Here too, I found many unfamiliar foods, chickpea greens, squash tendrils, Burmese pennyworth, pigeon peas and  best of all, barbecued rice paddi rats which our guide told us are delicious with a beer or a glass of rice toddy...

Next, we were on the road to Mandalay, not quite as romantic and exotic a city as Rudyard Kipling’s poem conjured up but nonetheless, an exotic history. 

We took a boat up the river and from there we were brought to the site on ramshackle pony and carts, along a horrendously potholed road but it was worth it to see the extraordinary Bagaya Kyaung, a pagoda made of 1,000 teak trees and the 60 ft leaning Nan Myin Tower part of Bagyidaw’s now vanished palace complex.

Driving through the countryside is endlessly fascinating, oxen and here and there, a small tractor ploughing the fields.  Women with little conical bamboo hats winnowing or planting rice in the paddies, pigs and chickens snuffling for food by the roadside, ponds full of lilies and lotus flowers, water buffalos, stalls selling sugar cane juice, brightly coloured snacks, freshly picked vegetables, pan wrapped in betel leaves and lotto tickets. Watermelons piled high on the side of the road, lush tropical vegetation,  bamboo weaving workshops...

One of the highlights of our trip to Burma was a cruise on the Irrawaddy River. We boarded the beautiful teak Paukan boat from Sagaing.  

Exquisitely relaxing, just cruising along by the riverbank at a nice gentle pace, watching local farmers, tending their crops of peanuts, sesame and corn, the odd bullock cart laden with grass, fisherman in tiny timber boats fishing as their ancestors must have done in that area for hundreds, maybe thousands of years. 

Lots of little villages tucked in between the palm trees along the riverbank. Here too, the timber and bamboo houses are on stilts, the river floods every year covering the bank with rich silt that enhances the fertility of the soil so they can grow a variety of catch crops. We moored and clambered up the muddy bank to visit a little village where virtually everyone was involved in making clay water pots. 
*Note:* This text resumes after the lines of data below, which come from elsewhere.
PR #636, opened 2026-03-31
Create a new public-core crate

### LINKED ISSUE #624: storage: stabilize LinearStorageProvider as the default storage implementation
The goal is to expose an API for using LinearStorageProvider while also still providing a way to create and use custom IO managers.

### LINKED ISSUE #628: core: public API crate
A new crate will be created to hold the ClientState, VmPolicy, LinearStorageProvider, and the sync protocol API. This crate will be the base of the public core API.

ssweetney-spok:
Closes #628
Closes #624 
Closes #644


chip-so (dismissed):

djohnson-spideroak (dismissed):
What do you think about eventually moving the minimal-core stuff into examples for this crate?

crates/aranya-public-core/Cargo.toml
```diff
@@ -0,0 +1,30 @@
+[package]
+name = "aranya-public-core"
+description = "Stable public API for the Aranya runtime"
```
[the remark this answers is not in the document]
djohnson-spideroak: If thats available, I think we should go with that.

gknopf-aranya (dismissed):

crates/aranya-core/Cargo.toml
```diff
@@ -0,0 +1,47 @@
...
+aranya-core = { path = ".", features = ["std", "libc"] }
+aranya-crypto = { version = "0.14.0", features = ["std", "alloc", "getrandom", "memstore"] }
+aranya-crypto-ffi = "*"
+aranya-device-ffi = "*"
+aranya-envelope-ffi = "*"
+aranya-idam-ffi = "*"
+aranya-perspective-ffi = "*"
+aranya-policy-compiler = "*"
+aranya-policy-lang = "*"
+aranya-policy-vm = "*"
```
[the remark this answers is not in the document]
djohnson-spideroak: I think we would have to skip that for aranya-crypto, it cant be defined as a path and cratesio version.

edit: I think its fine actually, I misread the Cargo.toml


```
     error: failed to load manifest for workspace member `/workspace/crates/aranya-core`                                                                                 
     referenced via `crates/*` by workspace at `/workspace/Cargo.toml`                                                                                                   
                                                                                                                                                                         
     Caused by:                                                                                                                                                          
       failed to parse manifest at `/workspace/crates/aranya-core/Cargo.toml`                                                                                            
                                                                                                                                                                         
     Caused by:                                                                                                                                                          
       Dependency 'aranya-crypto' has different source paths depending on the build target. Each dependency must have a single canonical source path irrespective of     
     build target.                                                                                                                                                       

```

crates/aranya-core/src/lib.rs
jdygert-spok, line 1: I would like to make the API less "flat", e.g. not re-exporting everything at top level but add more modules like maybe storage and policy.

I'd consider using inline modules here since they are simple, although the modules might be a good place for documentation which could make them larger.

crates/aranya-core/src/client.rs
```diff
@@ -0,0 +1,173 @@
...
+/// The Aranya client.
+///
+/// Wraps [`ClientState`] with the policy store fixed to [`VmPolicyStore`]
+/// and the storage provider fixed to [`LinearStorageProvider`].
+///
+/// - `CE` is the cryptographic engine (e.g., [`aranya_crypto::default::DefaultEngine`]).
+/// - `FM` is the IO manager for storage (e.g., [`aranya_runtime::linear::IoManager`]).
+pub struct Client<CE, FM: IoManager> {
+    inner: ClientState<VmPolicyStore<CE>, LinearStorageProvider<FM>>,
+}
```
jdygert-spok: Can this not just be a type alias like the others?

djohnson-spideroak: I didnt make this decision, so I can only go based on the code, but from what I understand:

A type alias would not show a concrete signature in the docs and it would bring the (currently hidden) PolicyStore impl for VmPolicyStore into the docs. 

The new struct also prevents newly added client functions from immediately becoming part of the public API, and provides more strict bounds on the types (IoManager vs StorageProvider).

I will defer to you on this though, if we want to try a type alias I can update the PR.

crates/aranya-core/examples/simple.rs
```diff
@@ -0,0 +1,380 @@
...
+use aranya_perspective_ffi::FfiPerspective as PerspectiveFfi;
+use aranya_policy_compiler::Compiler;
+use aranya_policy_lang::lang::parse_policy_document;
+use aranya_policy_vm::{Machine, Struct, Value, ffi::FfiModule as _, ident};
+
+// ---------------------------------------------------------------------------
+// Type Aliases
+// ---------------------------------------------------------------------------
+
+type CE = DefaultEngine<Rng, DefaultCipherSuite>;
```
chip-so: Use the `CS` alias here?

crates/aranya-core/src/client.rs
chip-so: FWIW, I thought ClientState was intended to be the public interface. But I don't know for sure, either.

crates/aranya-core/Cargo.toml
```diff
@@ -0,0 +1,47 @@
...
+aranya-crypto = { path = "../aranya-crypto", features = ["std", "alloc", "getrandom", "memstore"] }
+aranya-crypto-ffi = { path = "../aranya-crypto-ffi" }
+aranya-device-ffi = { path = "../aranya-device-ffi" }
+aranya-envelope-ffi = { path = "../aranya-envelope-ffi" }
+aranya-idam-ffi = { path = "../aranya-idam-ffi" }
+aranya-perspective-ffi = { path = "../aranya-perspective-ffi" }
+aranya-policy-compiler = { path = "../aranya-policy-compiler" }
+aranya-policy-lang = { path = "../aranya-policy-lang" }
+aranya-policy-vm = { path = "../aranya-policy-vm" }
+postcard = { workspace = true, features = ["alloc"] }
```
chip-so: nit: Separate aranya deps and other deps here?

crates/aranya-core/src/client.rs
djohnson-spideroak: I think I am going to keep the wrapper, iirc we did decide that we wanted more strict storage bounds on this version. In the future, we could expose the raw ClientState if we need.

crates/aranya-core/examples/simple.rs
djohnson-spideroak: As in, rename the type, or use an existing alias? I thought CS was CipherSuite, with CE for the engine.

crates/aranya-core/src/client.rs
jdygert-spok: > provides more strict bounds on the types (IoManager vs StorageProvider).

Isn't that what e.g. `ClientTransaction` is also doing?

crates/aranya-core/src/lib.rs
```diff
@@ -0,0 +1,78 @@
...
+#![cfg_attr(docsrs, feature(doc_cfg))]
+#![cfg_attr(not(any(test, doctest, feature = "std")), no_std)]
+
+mod client;
+
+#[doc(inline)]
+pub use aranya_runtime::{
+    Address, ClientError, CmdId, Command, GraphId, Session, Sink, Transaction, TraversalBuffer,
+    TraversalBuffers,
+};
```
jdygert-spok, line 26: Don't need transaction or session since we have a type alias for those.

crates/aranya-core/src/client.rs
djohnson-spideroak: What would be the point of the relaxed bounds on the client if we are also restricting the bounds on the ClientTransaction & related? I am guessing you would just include `LinearStorage<...>` in the type bounds for the less restrictive generics?

Either way, we decided we didn't want to spend the time trying to stabilize the storage interface for custom replacements of linear storage, but we still wanted to expose the IOManager. Let me know if you think we should just go with the relaxed bounds.

jdygert-spok: I don't see what makes this any less strict:

```rust
pub type Client<CE, FM: IoManager> = ClientState<VmPolicyStore<CE>, LinearStorageProvider<FM>>;
```

I don't think it's super important, but it just seemed weird that this is the only one we wrap.

djohnson-spideroak: What is your opinion? I can change it to just be a type alias, but we do lose the ability to selectively expose functions via the wrapper. If it isnt going to cause issues, and we dont have a reason to prefer one of the other, I think we can just keep it.

crates/aranya-core/examples/simple.rs
chip-so: As in, the next line defines the `CS` alias, so why not put it first and use it here?

jdygert-spok (approved):

crates/aranya-core/src/lib.rs
```diff
@@ -0,0 +1,83 @@
...
+
+mod client;
+
+#[doc(inline)]
+pub use aranya_runtime::{
+    Address, ClientError, ClientState, CmdId, Command, GraphId, Session, Sink, Transaction,
+    TraversalBuffer, TraversalBuffers,
+};
+#[doc(inline)]
+pub use client::VmPolicyStore;
```
chip-so, line 28: I don't understand why this is exported in two places - here and in `policy` below.

chip-so (approved):

crates/aranya-core/src/lib.rs
djohnson-spideroak: I didnt catch that, it should probably just be client. I can resolve this in my followup PR for the engine.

Finally the temple town of Bagan, one of Burma’s most wondrous sites. Over 2,000 temples, shrines and stupas scattered over a 42 square km area. If you choose one special treat during your trip, take a balloon ride at dawn over the archeological site. It is totally magical and I don’t use that word lightly. Even for well-seasoned travellers, floating over the 11th and 12th century pagodas in the misty morning light is an unforgettable experience.  

There’s so much more to see in Burma now Myanmar. Go soon, some change is inevitable, I'm totally smitten and long to return.